When the proprietor of a Los Angeles book store was asked about the authenticity of a copy of "On the Road" that was autographed by Jack Kerouac and inscribed to Marilyn Monroe, he started doing his homework because the two had never been linked in Hollywood gossip. Eventually he learned that when Jack Kerouac appeared on the Tonight Show (when Jack Paar was the host) to promote his new novel, one of the other guests that night was the famous actress who was (according to her PR agent?) an avid reader. He authenticated the item which then jumped a considerable amount in value.
The accountants in Hollywood grew envious of the authors' free air time and the trend of supplying Hollywood stars to talk shows to promote new movies was started.
If, in 1962 when "From Russia with Love" was being talked about, would anybody have believed a prediction that eventually the spy genre would morph into a tale about a rugged looking Chicano illegal alien who prefers a machete rather than a Walther PPK? Has the lead actor, Danny Trejo, hit the talk show circuit yet?
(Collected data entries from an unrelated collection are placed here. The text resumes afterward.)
PR #347, opened 2019-08-07
Fix mouse move resulting in wrong movement in simulation

eyvallah:
The mouse movement mapped to celestiacore is incorrect.

The offset distance should be the current location offset by the location the last time mouseMoveEvent is called, whereas the current implementation uses the current location offset by  the location the last time when the cursor is still visible. To resolve it saveLocalCursorPos and saveGlobalCursorPos is in both occasion.

### DIFF
--- a/src/celestia/qt/qtglwidget.cpp
+++ b/src/celestia/qt/qtglwidget.cpp
@@ -204,20 +204,23 @@ void CelestiaGlWidget::mouseMoveEvent(QMouseEvent* m)
             // Hide the cursor.
             setCursor(QCursor(Qt::BlankCursor));
             cursorVisible = false;
-
-            // Save the cursor position
-            QPoint pt;
-            pt.setX(x);
-            pt.setY(y);
-
-            // Store a local and global location
-            saveLocalCursorPos = pt;
-            pt = mapToGlobal(pt);
-            saveGlobalCursorPos = pt;
+        }
+        else
+        {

German style potato pancakes are difficult to find in the Los Angeles area and so the World's Laziest Journalist was very delighted to stumble on a place in San Francisco that listed that item on the menu. We could write an entire column about that elusive treat. Our third effort, on Columbus Day, to have a nostalgia laden foodie experience with that rare item was unsuccessful as the first two had been but it was a beautiful example of Indian summer weather and thus provided a pleasant setting for the futile effort.
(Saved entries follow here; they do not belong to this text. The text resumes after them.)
PR #351, opened 2019-08-08
Fix cmake luajit

dlshcbmuipmam:
vcpkg install the header files in include/luajit which is not included in the findluajit script

### DIFF
--- a/INSTALL
+++ b/INSTALL
@@ -101,7 +101,7 @@ Install required packages:
 
 Install optional packages:
 
-  vcpkg install qt5
+  vcpkg install qt5 luajit
 
 Configure and build 32-bit version:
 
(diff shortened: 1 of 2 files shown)


INSTALL
```diff
@@ -101,7 +101,7 @@ Install required packages:
 
 Install optional packages:
 
-  vcpkg install qt5
+  vcpkg install qt5 luajit
```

Coffee houses are plentiful in San Francisco but the Cup-a-Joe on Sutter was notable because they also offer a choice of 10 brands of draft beer. Their coffee and buns were very enjoyable but they didn't have potato pancakes.
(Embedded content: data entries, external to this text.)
Issue #350, opened 2019-08-07
MinGW debug build fail


dlshcbmuipmam:
The debug build in MSYS2 + MinGW by 
`cmake .. -G "MSYS Makefiles" -DENABLE_WIN=OFF -DCMAKE_BUILD_TYPE=Debug`
takes forever to link the celestia-qt.exe. This can be related directly to MinGW, or gcc9.1 (the compiler in my MinGW). 

This should not be a high priority issue, but it is better to keep an eye on what cause this problem.

dlshcbmuipmam:
I accidentally found a solution, use the lld linker instead of the default linker
cmake .. -G "MSYS Makefiles" -DENABLE_WIN=OFF -DCMAKE_CXX_FLAGS='-fuse-ld=lld'

375gnu:
@dlshcbmuipmam could you document the workaround in INSTALL.txt?

dlshcbmuipmam:
> @dlshcbmuipmam could you document the workaround in INSTALL.txt?

@375gnu Sure.

PR #355, opened 2019-08-12
Update INSTALL instruction for Mingw debug build

dlshcbmuipmam:
#350

### DIFF
--- a/INSTALL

Ezekiel Tyrus, who is a clerk at the Beat Museum, had offered us a review copy of his new novel "Eli, Ely" and we decided that reading the entire novel and devoting a full column to a review was not our style, but a quick item in the column about him would work as a history hedge. Wouldn't it be remarkable if Tyrus eventually became more famous than any of the original members of the Beats? Our effort to supplement a photo of Tyrus' tattoo with a mug shot was unsuccessful on Columbus Day.
Five years ago when we went to Australia to satisfy our curiosity about that country (and scratch a visit there off our bucket list) we still harbored a desire to become a pundit with a vast worldwide audience. After becoming a resident of Berkeley CA we began to reacquaint our self with the writings of our three most influential role models: Ernst Hemingway, Jack Kerouac, and Hunter S. Thompson. We noticed that all three worked long and hard to become world famous writers. All three were very uncomfortable with being world-wide fame when they achieved it. Maybe being an autonomous anonymous columnist isn't so bad after all. Invincible foes? "Bring 'em on!"
We noticed this week that Jim Romenesko, who's website caters to the practitioners of journalism, is featuring sponsored content. In a world where Senator Dianne Feinstein maintains that real journalists draw a weekly paycheck, the paid content innovation could be a game changer. Is that a newsworthy example of a precedence setting innovation on the Internet? If so we could do a whole column about it. We'll keep that option in mind when we post our annual National Columnists' Day.
On a day, such as Columbus Day this week, when we are laying starring at the ceiling and trying to decide if we want to award our self an all expense paid (one day) vacation in San Francisco, we don't use the prospect of fame and fortune to motivate the effort; we use the possibility of getting some material for the column as an excuse (not a reason) for doing a walkabout in Fog City . . . if the BART and AC buses are running. As of Friday October 18, 2013, a strike was complicating the choice.